After listing some of the allegations made by the California plaintiffs in their lawsuits, namely that the oil and gas industry somehow hid climate change from the public to protect its profits, Judge Wallace dealt a major blow to the municipalities:

“These allegations are contradicted by the Respondents’ own municipal bond disclosures. While the California municipalities alleged in their complaints against the energy companies that the impacts of climate change were knowable, quantifiable, and certain, they told their investors the exact opposite. These contradictions raise the question of whether the California municipalities brought these lawsuits for an improper purpose.” (emphasis added)

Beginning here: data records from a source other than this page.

PR #515, opened 2022-10-15
Refactored the marker groups forms and implemented updated datagrid 2…

spitfire305:
… and drag and drop control features.


app/Http/Controllers/Maps/MapGroupController.php
```diff
@@ -5,12 +5,41 @@
...
+use App\Http\Requests\ReorderGroups;
+use App\Datagrids\Actions\GroupDatagridActions;
 use App\Models\Campaign;
 use App\Models\Map;
 use App\Models\MapGroup;
 
 class MapGroupController extends Controller
 {
+    /** @var string|null The datagrid controlling the bulk actions*/
+    protected $datagridActions = GroupDatagridActions::class;
```
ilestis, line 18: Never used?

app/Datagrids/Actions/GroupDatagridActions.php
```diff
@@ -0,0 +1,15 @@
+<?php
+
+namespace App\Datagrids\Actions;
```
ilestis, line 3: Unclear why this file is needed, it's used nowhere

app/Http/Controllers/Maps/MapGroupController.php
```diff
@@ -5,12 +5,41 @@
...
+
+    /**
+     * Index
+     */
+    public function groups(Map $map)
```
ilestis, line 23: Please rename to index() :)

app/Http/Controllers/Maps/MapGroupController.php
```diff
@@ -5,12 +5,41 @@
...
+    {
+        $campaign = CampaignLocalization::getCampaign();
```
ilestis, line 25: I can call this page in an incognito window. Only a user who can edit the map should have access to it.

app/Http/Controllers/Maps/MapGroupController.php
```diff
@@ -5,12 +5,41 @@
...
+        $options = ['map' => $map];
+        $model = $map;
+
+        Datagrid::layout(\App\Renderers\Layouts\Map\Group::class)
+            ->route('maps.groups', $options);
+        $rows = $map
```
ilestis, line 31: This can be improved :) 
image

resources/views/maps/groups/edit.blade.php
```diff
@@ -27,20 +27,47 @@
         @endif
         <div class="panel-body">
```
ilestis, line 28: Can't use "panel-body" when in a modal, it creates a weird border. Need to use "modal-body"
image

resources/views/maps/groups/create.blade.php
```diff
@@ -27,20 +27,47 @@
         @endif
         <div class="panel-body">
```
ilestis, line 28: Can't use `panel-body` in a modal, needs to be `modal-body` when it's an ajax request, and panel-body when not. 
image

resources/views/maps/groups/create.blade.php
```diff
@@ -27,20 +27,47 @@
...
-            <div class="form-group">
-                <div class="submit-group">
-                    <button class="btn btn-success">{{ __('crud.save') }}</button>
-                    @includeWhen(!request()->ajax(), 'partials.or_cancel')
-                </div>
-                <div class="submit-animation" style="display: none;">
-                    <button class="btn btn-success" disabled><i class="fa-solid fa-spinner fa-spin"></i></button>
+            {!! Form::open(['route' => ['maps.map_groups.store', $map], 'method' => 'POST', 'data-shortcut' => 1]) !!}
+                @include('maps.groups._form', ['model' => null, 'map' => $map])
+                <div class="pull-right">
```
ilestis, line 32: This div and the next one can be merged into a single div with two css classes

resources/views/maps/groups/edit.blade.php
```diff
@@ -27,20 +27,47 @@
...
-
-            <div class="form-group">
-                <div class="submit-group">
-                    <button class="btn btn-success">{{ __('crud.save') }}</button>
-                    @includeWhen(!request()->ajax(), 'partials.or_cancel')
-                </div>
-                <div class="submit-animation" style="display: none;">
-                    <button class="btn btn-success" disabled><i class="fa-solid fa-spinner fa-spin"></i></button>
+                @include('maps.groups._form')
+                <div class="pull-right">
```
ilestis, line 32: Merge the two divs together

app/Models/Map.php
```diff
@@ -305,6 +310,20 @@ public function groupOptions(): array
         return $options;
     }
 
+    /**
+     * @return array|string[]
+     */
+    public function groupPositionOptions(): array
+    {
+        $options = [null => ''];
```
ilestis, line 318: Overwritten by the next line

app/Models/MapGroup.php
```diff
@@ -25,7 +26,17 @@
  */
 class MapGroup extends Model
 {
-    use VisibilityIDTrait, Blameable, Paginatable;
+    use VisibilityIDTrait, Blameable, Paginatable, SortableTrait;
+
+    protected $sortable = [
```
ilestis, line 31: I think only one of these is needed. Either $sortable or $sortableColumns, but not both :)

resources/views/maps/groups/create.blade.php
ilestis, line 32: Also missing a "cancel" button that either closes the modal, or goes back when the url is opened in a new tab. Same as we have on other modals.
image

resources/views/maps/groups/_form.blade.php
```diff
@@ -16,5 +16,5 @@
 
 <div class="form-group">
     <label>{{ __('maps/groups.fields.position') }}</label>
-    {!! Form::number('position', null, ['placeholder' => __('maps/groups.placeholders.position'), 'class' => 'form-control', 'maxlength' => 3]) !!}
+    {!! Form::select('position', isset($map) ? $map->groupPositionOptions() : [], (!empty($group) ? $group : null), ['class' => 'form-control']) !!}
```
ilestis, line 19: Default when adding a new group should be the last option being selected, rather than the first.

ilestis: Also, the "name" field is missing the `required` attribute, to avoid sending the form without filling it out.

app/Renderers/Layouts/Map/Group.php
```diff
@@ -0,0 +1,62 @@
...
+    /**
+     * Available columns
+     * @return array[]
+     */
+    public function columns(): array
+    {
+        $columns = [
+            'name' => [
+                'key' => 'name',
+                'label' => 'crud.fields.name',
```
ilestis, line 19: The "name" can be a link to the `edit` form.

app/Models/Map.php
```diff
@@ -259,6 +259,11 @@ public function menuItems(array $items = []): array
             'route' => 'maps.maps',
             'count' => $this->maps()->count()
         ];
+        $items['third']['groups'] = [
```
ilestis, line 262: Place the link in the second box instead of the "third" box.

app/Models/Map.php
```diff
@@ -259,6 +259,11 @@ public function menuItems(array $items = []): array
...
+            'name' => 'maps.panels.groups',
+            'route' => 'maps.groups',
+            'count' => $this->groups()->count()
```
ilestis, line 265: Missing the permission check

routes/campaign.php
```diff
@@ -32,6 +32,9 @@
 Route::post('/maps/{map}/{map_marker}/move', 'Maps\MapMarkerController@move')->name('maps.markers.move');
 Route::get('/maps/tree', 'Maps\MapController@tree')->name('maps.tree');
 //Route::get('/maps/{map}/map-points', 'Maps\MapController@mapPoints')->name('maps.map-points');
+Route::get('/maps/{map}/groups', 'Maps\MapGroupController@groups')->name('maps.groups');
```
ilestis, line 35: Unnecessary if we're using the existing index route

ilestis (changes requested):
Nice job! I have a few changes needed to make it perfect.

lang/en/maps/groups.php
```diff
@@ -33,8 +33,9 @@
         'until' => 'Create up to :max groups to each map.',
     ],
     'placeholders'  => [
-        'name'      => 'Shops, Treasure, NPCs',
-        'position'  => 'Last',
+        'name'           => 'Shops, Treasure, NPCs',
+        'position'       => 'First',
+        'position_list'  => 'After ',
```
ilestis, line 38: Last tweak, have :name as a param, because in some language the name will be before the translation for "after" :)

ilestis (changes requested):
Tiny last change for our translators

ilestis (approved):
🥳

PR #516, opened 2022-10-18
Moved layers from the maps form to a new layers subpage of maps in da…

spitfire305:
…tagrid2


app/Http/Controllers/Maps/MapLayerController.php
```diff
@@ -23,6 +29,31 @@ public function index(Map $map)
         return redirect()->route('maps.show', $map);
     }
 
+    /**
+     * Index
+     */
+    public function layers(Map $map)
```
ilestis, line 35: You can remove the old `index()` function and replace it with this

app/Http/Controllers/Maps/MapLayerController.php
```diff
@@ -135,7 +195,79 @@ public function destroy(Map $map, MapLayer $mapLayer)
...
+            ->with('success', trans_choice('maps/layers.bulks.' . $action, $count, ['count' => $count]))
+        ;
+    }
+
+    /**
+     * Controls drag and drop reordering of map layers
+     */
+    public function reorder(ReorderLayers $request)
+    {
+        $order = 1;
```
ilestis, line 256: Missing a authorization check :)

app/Http/Controllers/Maps/MapLayerController.php
```diff
@@ -135,7 +195,79 @@ public function destroy(Map $map, MapLayer $mapLayer)
...
+        $ids = $request->get('layer');
+        foreach ($ids as $id) {
+            $layer = MapLayer::find($id);
+            if (empty($layer)) {
```
ilestis, line 260: If I edit the ids in the html before sending, I can re-order layers from another map 🙈  needs to be fixed too on groups

resources/views/maps/layers/index.blade.php
```diff
@@ -0,0 +1,37 @@
...
+            'model' => $model,
+            'breadcrumb' => [
+                ['url' => Breadcrumb::index('maps'), 'label' => __('maps.index.title')],
+                null
+            ]
+        ])
+        @include('maps._menu', ['active' => 'layers'])
+        <div class="entity-main-block">
+            @include('maps.panels.layers')
+            @includeWhen(!$rows->isEmpty(), 'maps.layers._reorder')
```
ilestis, line 34: For a better UX, would make more sense to only show the reorder block when there are at least 2 rows, rather than at least one. The same can be changed for groups.

routes/campaign.php
```diff
@@ -35,6 +35,10 @@
 Route::post('/maps/{map}/groups/bulk', 'Maps\MapGroupController@bulk')->name('maps.groups.bulk');
 Route::post('/maps/groups/reorder', 'Maps\MapGroupController@reorder')->name('maps.groups.reorder-save');
 
+Route::get('/maps/{map}/layers', 'Maps\MapLayerController@layers')->name('maps.layers');
```
ilestis, line 38: Not needed when re-using index()

routes/campaign.php
```diff
@@ -35,6 +35,10 @@
...
+Route::post('/maps/{map}/layers/bulk', 'Maps\MapLayerController@bulk')->name('maps.layers.bulk');
+Route::post('/maps/layers/reorder', 'Maps\MapLayerController@reorder')->name('maps.layers.reorder-save');
```
ilestis, line 40: I'm confused why `{map}` isn't included here. Should be, for permissions, as well as for the group reorder.

ilestis (changes requested):
Few tweaks and missing permission checks

app/Models/MapLayer.php
```diff
@@ -87,4 +93,52 @@ public function typeName(): string
         }
         return 'overlay_shown';
     }
+
+    /**
+     * Functions for the datagrid2
+     * @return string
+     */
+    public function deleteName(): string
```
ilestis, line 101: `displayName()` is not needed  when you simply return the name, see `resources/views/layouts/datagrid/actions.blade.php`

ilestis (changes requested):
Tiny tweak that I remembered

ilestis (approved):
Awesome!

Near the end of his filing, Judge Wallace summarized Matt Pawa’s centrality to the anti-oil and gas campaign, noting that the climate lawsuits and the attorney general investigations all stem from the 2012 La Jolla conference:

“Mr. Pawa initiated contact and created a continuing relationship with Texas by, among other activities, (i) initiating a plan to use litigation to change corporate behavior of Texas-based energy companies at the La Jolla conference; (ii) engaging with the Rockefeller Family Fund to solidify and promote the goal of delegitimizing ExxonMobil as a political actor; (iii) instigating state attorneys general to commence investigations of ExxonMobil in order to obtain documents stored in Texas; and (iv) soliciting and actively promoting litigation by California municipalities against the Texas energy industry, including ExxonMobil, to target Texas-based speech and obtain documents in Texas.” (emphasis added)

The scope of the campaign to bring down energy companies is breathtaking. Judge Wallace’s “findings of fact and conclusions of law” validates much of what Energy In Depth and others have exposed over the past few years.

The ruling will likely lead to additional scrutiny for anti-fossil fuel activists, their funders, and the public officials involved in the climate litigation campaign – including Mr. Pawa himself, whose role in a political campaign to suppress speech has just been identified by court of law.